- [WHAT IS EXPECTED]:
All of the data below should be returned exactly.

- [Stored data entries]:
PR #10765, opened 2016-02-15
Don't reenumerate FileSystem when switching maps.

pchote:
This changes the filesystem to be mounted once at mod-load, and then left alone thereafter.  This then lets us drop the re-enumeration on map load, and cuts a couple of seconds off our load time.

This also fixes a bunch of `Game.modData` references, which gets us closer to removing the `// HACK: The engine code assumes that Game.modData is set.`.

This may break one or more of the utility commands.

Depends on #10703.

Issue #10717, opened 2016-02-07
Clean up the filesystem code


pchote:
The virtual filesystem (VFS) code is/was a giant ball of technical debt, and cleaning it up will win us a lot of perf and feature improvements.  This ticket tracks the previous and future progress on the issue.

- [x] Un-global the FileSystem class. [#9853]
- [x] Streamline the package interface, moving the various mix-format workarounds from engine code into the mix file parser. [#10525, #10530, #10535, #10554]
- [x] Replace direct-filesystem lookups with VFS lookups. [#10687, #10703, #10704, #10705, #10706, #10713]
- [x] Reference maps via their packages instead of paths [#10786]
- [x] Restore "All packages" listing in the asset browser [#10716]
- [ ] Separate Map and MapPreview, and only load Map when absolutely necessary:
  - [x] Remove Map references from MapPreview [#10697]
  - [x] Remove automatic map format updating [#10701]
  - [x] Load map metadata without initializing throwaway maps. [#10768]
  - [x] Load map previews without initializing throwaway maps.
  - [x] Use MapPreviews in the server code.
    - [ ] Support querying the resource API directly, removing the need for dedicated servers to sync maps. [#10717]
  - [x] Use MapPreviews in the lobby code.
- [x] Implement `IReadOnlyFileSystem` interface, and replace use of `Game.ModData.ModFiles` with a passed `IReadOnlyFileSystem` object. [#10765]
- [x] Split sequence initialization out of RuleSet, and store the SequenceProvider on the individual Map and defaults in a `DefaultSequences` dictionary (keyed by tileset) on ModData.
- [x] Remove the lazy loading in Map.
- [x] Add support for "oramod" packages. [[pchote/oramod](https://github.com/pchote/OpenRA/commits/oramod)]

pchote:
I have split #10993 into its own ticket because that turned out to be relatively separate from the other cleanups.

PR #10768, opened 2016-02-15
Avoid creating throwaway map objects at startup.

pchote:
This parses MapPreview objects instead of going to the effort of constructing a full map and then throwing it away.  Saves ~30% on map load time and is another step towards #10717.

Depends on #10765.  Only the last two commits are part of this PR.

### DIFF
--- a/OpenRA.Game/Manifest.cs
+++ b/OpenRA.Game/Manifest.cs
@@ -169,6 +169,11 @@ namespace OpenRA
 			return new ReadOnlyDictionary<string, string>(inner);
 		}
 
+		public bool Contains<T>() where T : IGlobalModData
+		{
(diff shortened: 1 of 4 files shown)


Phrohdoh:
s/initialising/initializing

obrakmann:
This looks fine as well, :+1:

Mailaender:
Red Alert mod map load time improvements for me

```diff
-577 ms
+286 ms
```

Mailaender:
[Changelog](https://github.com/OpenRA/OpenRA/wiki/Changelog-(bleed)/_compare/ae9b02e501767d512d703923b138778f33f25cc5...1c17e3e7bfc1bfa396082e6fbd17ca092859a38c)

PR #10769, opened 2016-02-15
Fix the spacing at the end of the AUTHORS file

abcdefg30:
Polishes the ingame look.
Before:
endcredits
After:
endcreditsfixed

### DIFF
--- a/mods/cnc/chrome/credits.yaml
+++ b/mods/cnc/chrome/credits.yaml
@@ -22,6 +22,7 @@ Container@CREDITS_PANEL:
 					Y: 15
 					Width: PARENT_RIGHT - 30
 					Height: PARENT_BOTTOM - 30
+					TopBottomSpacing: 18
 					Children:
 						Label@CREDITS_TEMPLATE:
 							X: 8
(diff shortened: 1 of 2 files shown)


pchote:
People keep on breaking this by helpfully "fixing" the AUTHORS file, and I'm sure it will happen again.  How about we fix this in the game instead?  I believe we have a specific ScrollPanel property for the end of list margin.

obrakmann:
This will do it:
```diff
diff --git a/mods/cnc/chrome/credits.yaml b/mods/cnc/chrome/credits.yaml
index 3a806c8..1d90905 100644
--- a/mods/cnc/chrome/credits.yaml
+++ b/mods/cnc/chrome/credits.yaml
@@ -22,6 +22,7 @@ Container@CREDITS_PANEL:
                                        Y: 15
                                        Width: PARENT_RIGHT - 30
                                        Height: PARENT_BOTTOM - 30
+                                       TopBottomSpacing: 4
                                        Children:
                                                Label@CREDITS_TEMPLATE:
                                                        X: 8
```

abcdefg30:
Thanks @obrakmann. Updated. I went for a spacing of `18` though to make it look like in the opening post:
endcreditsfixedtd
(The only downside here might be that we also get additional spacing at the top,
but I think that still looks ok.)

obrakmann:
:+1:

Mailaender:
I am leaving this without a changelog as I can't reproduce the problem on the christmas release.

- [RESULT OF THE EXERCISE]:
PR #10765, opened 2016-02-15
Don't reenumerate FileSystem when switching maps.

pchote:
This changes the filesystem to be mounted once at mod-load, and then left alone thereafter.  This then lets us drop the re-enumeration on map load, and cuts a couple of seconds off our load time.

This also fixes a bunch of `Game.modData` references, which gets us closer to removing the `// HACK: The engine code assumes that Game.modData is set.`.

This may break one or more of the utility commands.

Depends on #10703.

Issue #10717, opened 2016-02-07
Clean up the filesystem code


pchote:
The virtual filesystem (VFS) code is/was a giant ball of technical debt, and cleaning it up will win us a lot of perf and feature improvements.  This ticket tracks the previous and future progress on the issue.

- [x] Un-global the FileSystem class. [#9853]
- [x] Streamline the package interface, moving the various mix-format workarounds from engine code into the mix file parser. [#10525, #10530, #10535, #10554]
- [x] Replace direct-filesystem lookups with VFS lookups. [#10687, #10703, #10704, #10705, #10706, #10713]
- [x] Reference maps via their packages instead of paths [#10786]
- [x] Restore "All packages" listing in the asset browser [#10716]
- [ ] Separate Map and MapPreview, and only load Map when absolutely necessary:
  - [x] Remove Map references from MapPreview [#10697]
  - [x] Remove automatic map format updating [#10701]
  - [x] Load map metadata without initializing throwaway maps. [#10768]
  - [x] Load map previews without initializing throwaway maps.
  - [x] Use MapPreviews in the server code.
    - [ ] Support querying the resource API directly, removing the need for dedicated servers to sync maps. [#10717]
  - [x] Use MapPreviews in the lobby code.
- [x] Implement `IReadOnlyFileSystem` interface, and replace use of `Game.ModData.ModFiles` with a passed `IReadOnlyFileSystem` object. [#10765]
- [x] Split sequence initialization out of RuleSet, and store the SequenceProvider on the individual Map and defaults in a `DefaultSequences` dictionary (keyed by tileset) on ModData.
- [x] Remove the lazy loading in Map.
- [x] Add support for "oramod" packages. [[pchote/oramod](https://github.com/pchote/OpenRA/commits/oramod)]

pchote:
I have split #10993 into its own ticket because that turned out to be relatively separate from the other cleanups.

PR #10768, opened 2016-02-15
Avoid creating throwaway map objects at startup.

pchote:
This parses MapPreview objects instead of going to the effort of constructing a full map and then throwing it away.  Saves ~30% on map load time and is another step towards #10717.

Depends on #10765.  Only the last two commits are part of this PR.

### DIFF
--- a/OpenRA.Game/Manifest.cs
+++ b/OpenRA.Game/Manifest.cs
@@ -169,6 +169,11 @@ namespace OpenRA
 			return new ReadOnlyDictionary<string, string>(inner);
 		}
 
+		public bool Contains<T>() where T : IGlobalModData
+		{
(diff shortened: 1 of 4 files shown)


Phrohdoh:
s/initialising/initializing

obrakmann:
This looks fine as well, :+1:

Mailaender:
Red Alert mod map load time improvements for me

```diff
-577 ms
+286 ms
```

Mailaender:
[Changelog](https://github.com/OpenRA/OpenRA/wiki/Changelog-(bleed)/_compare/ae9b02e501767d512d703923b138778f33f25cc5...1c17e3e7bfc1bfa396082e6fbd17ca092859a38c)

PR #10769, opened 2016-02-15
Fix the spacing at the end of the AUTHORS file

abcdefg30:
Polishes the ingame look.
Before:
endcredits
After:
endcreditsfixed

### DIFF
--- a/mods/cnc/chrome/credits.yaml
+++ b/mods/cnc/chrome/credits.yaml
@@ -22,6 +22,7 @@ Container@CREDITS_PANEL:
 					Y: 15
 					Width: PARENT_RIGHT - 30
 					Height: PARENT_BOTTOM - 30
+					TopBottomSpacing: 18
 					Children:
 						Label@CREDITS_TEMPLATE:
 							X: 8
(diff shortened: 1 of 2 files shown)


pchote:
People keep on breaking this by helpfully "fixing" the AUTHORS file, and I'm sure it will happen again.  How about we fix this in the game instead?  I believe we have a specific ScrollPanel property for the end of list margin.

obrakmann:
This will do it:
```diff
diff --git a/mods/cnc/chrome/credits.yaml b/mods/cnc/chrome/credits.yaml
index 3a806c8..1d90905 100644
--- a/mods/cnc/chrome/credits.yaml
+++ b/mods/cnc/chrome/credits.yaml
@@ -22,6 +22,7 @@ Container@CREDITS_PANEL:
                                        Y: 15
                                        Width: PARENT_RIGHT - 30
                                        Height: PARENT_BOTTOM - 30
+                                       TopBottomSpacing: 4
                                        Children:
                                                Label@CREDITS_TEMPLATE:
                                                        X: 8
```

abcdefg30:
Thanks @obrakmann. Updated. I went for a spacing of `18` though to make it look like in the opening post:
endcreditsfixedtd
(The only downside here might be that we also get additional spacing at the top,
but I think that still looks ok.)

obrakmann:
:+1:

Mailaender:
I am leaving this without a changelog as I can't reproduce the problem on the christmas release.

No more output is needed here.